In less than eight hours I went from being a woman, carrying another developing human being within her own physical body, to being the mother of a completely separate, unique, fantabulously wonderful and beautiful individual.

What a life-altering, consciousness raising experience to have one’s life drastically, wholly and completely change forever in the matter of a few short hours.  And may I add, forever in the best sense of the word.  I was blessed with the greatest universal gift, ever — my son — Zion.  You are most warmly welcome to peruse the journey I have been gifted with my son, in addition to some fantabulous parenting guidance by following this link.

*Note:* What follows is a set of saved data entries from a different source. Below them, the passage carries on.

PR #854, opened 2026-07-20
fix: validate rootfs diff-ids before use to prevent SBOM panic on digest-less images

### LINKED ISSUE #853: Node-Agent crash: panic no ':' separator in digest
Description
Node-Agent pod restarts many times. It crashes with a panic when trying to process container image metadata. The error says:
`panic: no ':' separator in digest ""`
This happens when SBOM manager works with images that do not have a proper digest.

Environment
- OS: OpenShift 4.x (RHEL CoreOS)
- Kubescape Version: Operator 1.40.2, Node-Agent image quay.io/kubescape/node-agent:v0.3.119
- Cluster: On-prem OpenShift (not cloud)

Steps To Reproduce

- Install Kubescape Operator with Node-Agent in OpenShift.
- Run workloads that use images without digest (for example :latest).
- Node-Agent tries to generate SBOM.
- Pod crashes and restarts.

Expected Behavior
Node-Agent should continue running even if an image has no digest. SBOM manager should skip or handle this case safely.

Actual Behavior
Pod crashes with panic and restarts many times. Logs show:
`panic: no ':' separator in digest ""`

matthyx:
## Overview
Node-agent crashed with `panic: no ':' separator in digest ""` when the SBOM manager processed a container image without a resolvable digest (e.g. an image referenced only by tag, such as `:latest`, which CRI-O/OpenShift can report with an empty layer diff-id). The empty digest string reached `go-digest`'s `Digest.Algorithm()`/`Digest.Hex()`, which panic on malformed input instead of returning an error, taking down the whole node-agent process.

This adds a `validateDiffIDs` helper (using the digest library's own non-panicking `Validate()` method) and calls it in `NewSource` before any diff-id is touched. Images with an invalid/empty diff-id now surface as a reported SBOM-generation failure through the existing `reportFailure` error path instead of crashing the process — the agent keeps running.

## Additional Information
This change is deliberately scoped to `pkg/sbommanager/v1/syftutil/source.go` + its test file only — no changes to `sbom_manager.go`. During root-cause investigation a **separate, pre-existing** defect was found (SBOM-generation-failure objects aren't marked terminal and get silently reprocessed/re-logged on every container restart); that is out of scope here and is addressed in a follow-up PR.

## How to Test
```
go test ./pkg/sbommanager/v1/syftutil/...
go build ./...
```
`Test_NewSource_InvalidDiffID` reproduces the exact crash input (`diff_ids: [""]`) and asserts no panic + a wrapped error.

## Related issues/PRs
* Resolved #853

## Summary by CodeRabbit

* **Bug Fixes**
  * Improved validation of image filesystem layer identifiers.
  * Invalid image metadata now returns a clear error instead of risking a crash.
  * Added detailed error reporting to identify the problematic layer identifier.

### DIFF
--- a/pkg/sbommanager/v1/syftutil/source.go
+++ b/pkg/sbommanager/v1/syftutil/source.go
@@ -42,6 +42,9 @@ func NewSource(imageName, imageDigest, imageID string, imageStatus *runtime.Imag
 	if err != nil {
 		return nil, fmt.Errorf("unable to unmarshal image info: %w", err)
 	}
+	if err := validateDiffIDs(imageInfo.ImageSpec.RootFS.DiffIDs); err != nil {
+		return nil, fmt.Errorf("invalid image diff-ids: %w", err)
+	}
 	reverseLayers := imageInfo.ImageSpec.RootFS.DiffIDs
 	slices.Reverse(reverseLayers)
 	configFile := v1.ConfigFile{
@@ -127,6 +130,15 @@ func toConfig(config imagespec.ImageConfig) v1.Config {
 		StopSignal:      config.StopSignal,
 		Shell:           nil,
 	}
+}
+
+func validateDiffIDs(ds []imagedigest.Digest) error {
+	for i, d := range ds {
+		if err := d.Validate(); err != nil {
+			return fmt.Errorf("invalid diff-id at index %d (%q): %w", i, d, err)
+		}
+	}
+	return nil
 }
 
 func toDiffIDs(ds []imagedigest.Digest) []v1.Hash {
--- a/pkg/sbommanager/v1/syftutil/source_test.go
+++ b/pkg/sbommanager/v1/syftutil/source_test.go
@@ -6,6 +6,7 @@ import (
 	"github.com/anchore/syft/syft/source"
 	imagedigest "github.com/opencontainers/go-digest"
 	"github.com/stretchr/testify/assert"
+	runtime "k8s.io/cri-api/pkg/apis/runtime/v1"
 )
 
 func Test_toLayers(t *testing.T) {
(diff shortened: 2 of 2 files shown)


matthyx:
## Review: no blockers

Verified locally on `fix/issue-853-digest-panic` (go1.25.8):

- `go build ./pkg/sbommanager/... ./pkg/sbomscanner/...` — clean.
- `go test ./pkg/sbommanager/v1/syftutil/...` — pass.
- **The regression test is real.** I removed just the `validateDiffIDs` call from `NewSource` (keeping the helper so it still compiles) and re-ran `Test_NewSource_InvalidDiffID`: it fails with the exact `panic: no ':' separator in digest ""` from #853, caught by `assert.NotPanics`. With the call restored it passes.
- **The fix covers every panic site in the repo.** `d.Algorithm()` / `d.Hex()` at `pkg/sbommanager/v1/syftutil/source.go:148-149` are the only two panicking `go-digest` calls in `pkg/` (no other `.Hex()`, `.Algorithm()`, `.Encoded()`, or `digest.Parse` outside tests), and both are reachable only through `toRootFS` → `toDiffIDs`, which now runs after validation.
- **Both callers handle the new error path.** `pkg/sbommanager/v1/sbom_manager.go:458` routes it to `reportFailure(..., ReasonSBOMGenerationFailed, ...)`; `pkg/sbomscanner/v1/server.go:57` returns `codes.Internal`. Neither swallows it, neither retries in a tight loop.

Scope is tight and the `Validate()`-instead-of-manual-parsing choice is the right one. Good to merge.

### Non-blocking notes

1. **`imageStatus.Image` is still dereferenced without a nil check** (`source.go:79,82,87`). CRI's `ImageStatus` is specified to return a response with a nil `Image` rather than an error when the image isn't in the store — the same digest-less/`:latest` situation that produced #853. In practice the `Info["info"]` unmarshal fails first (nil map → `""` → "unexpected end of JSON input"), so it's shadowed today, but that's incidental. A `if imageStatus == nil || imageStatus.Image == nil { return nil, fmt.Errorf(...) }` at the top of `NewSource` would close the same crash class for one line.

2. **`Validate()` is slightly stricter than panic-avoidance requires.** It returns `ErrDigestUnsupported` for a well-formed digest whose algorithm isn't registered in `go-digest` (i.e. anything outside sha256/sha384/sha512). Those inputs would *not* have panicked — `Algorithm()`/`Hex()` handle them fine — so such images now fail SBOM generation where they previously succeeded. Almost certainly irrelevant in practice, and I'd still keep `Validate()`; just noting the behavior isn't purely additive.

3. **The aliasing on the lines you're now sitting on top of.** `reverseLayers := imageInfo.ImageSpec.RootFS.DiffIDs; slices.Reverse(reverseLayers)` (`source.go:48-49`) reverses in place, so the struct field itself is mutated — and `toRootFS` (line 58, feeding `rawConfig`) and `toLayers` (line 68) both read it *after* the reversal. `toLayers`'s reverse mount indexing (`ms[msLen-i-1]`) means the size pairing works out, but the `RootFS.DiffIDs` written into `RawConfig` end up in the opposite order from the OCI base→top convention. Pre-existing and out of scope for this PR — flagging it because it's easy to miss and the new validation call is now the line above it. A `slices.Clone` before reversing would make the intent explicit either way.

4. **Merge-order thought on the follow-up you mention.** This PR turns a crash into a reported failure, which is strictly better — but for the exact OpenShift `:latest` fleet in #853 it means every one of those containers now re-enters SBOM generation and re-reports a failure on every restart, since the failure objects aren't marked terminal. Worth landing the follow-up close behind this one so the reporter doesn't trade a crashloop for a log/report loop.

Finding the strength to move on

Scary and exhilarating as my initial peak experience into conscious awareness was, it was brief.  Sometimes, it takes more experiencing of something before we are ready to embrace the gift of a peak experience.

After more than a decade, flip-flopping in and out of an abusive relationship, I found myself sitting in a bath tub one night. I realized what being the “best I in me” really meant.  As a psychology graduate, and seasoned scholar in the esoteric arts and sciences of mind and consciousness, I was fully aware of the “abused wife syndrome.”

Still, it took more than a decade for me, enduring countless transitory labor pains, before I was ready to let go of the guilt and fear of not being the best I in me.  All those years I endured that which I did, I did so under the notion that if I was “all that I believed myself to be” I would be able to “rise above” the abuse, stay true to self and triumph — a heightened being of enlightenment, while providing the lifeline to another soul, desperately drowning in a darkness of his own creation.

What I did not realize was that by staying in the abusive relationship, I was not rising above or providing a lifeline, but was being dragged under, drowned, and thus losing my own lifeline.  I was not being true to self, for I was saying that “this” learning, growing, and expanding of my conscious awareness within an abusive relationship and environment was what I deserved — and moreover, that an other’s state of mental health and physical well-being was more important than my own.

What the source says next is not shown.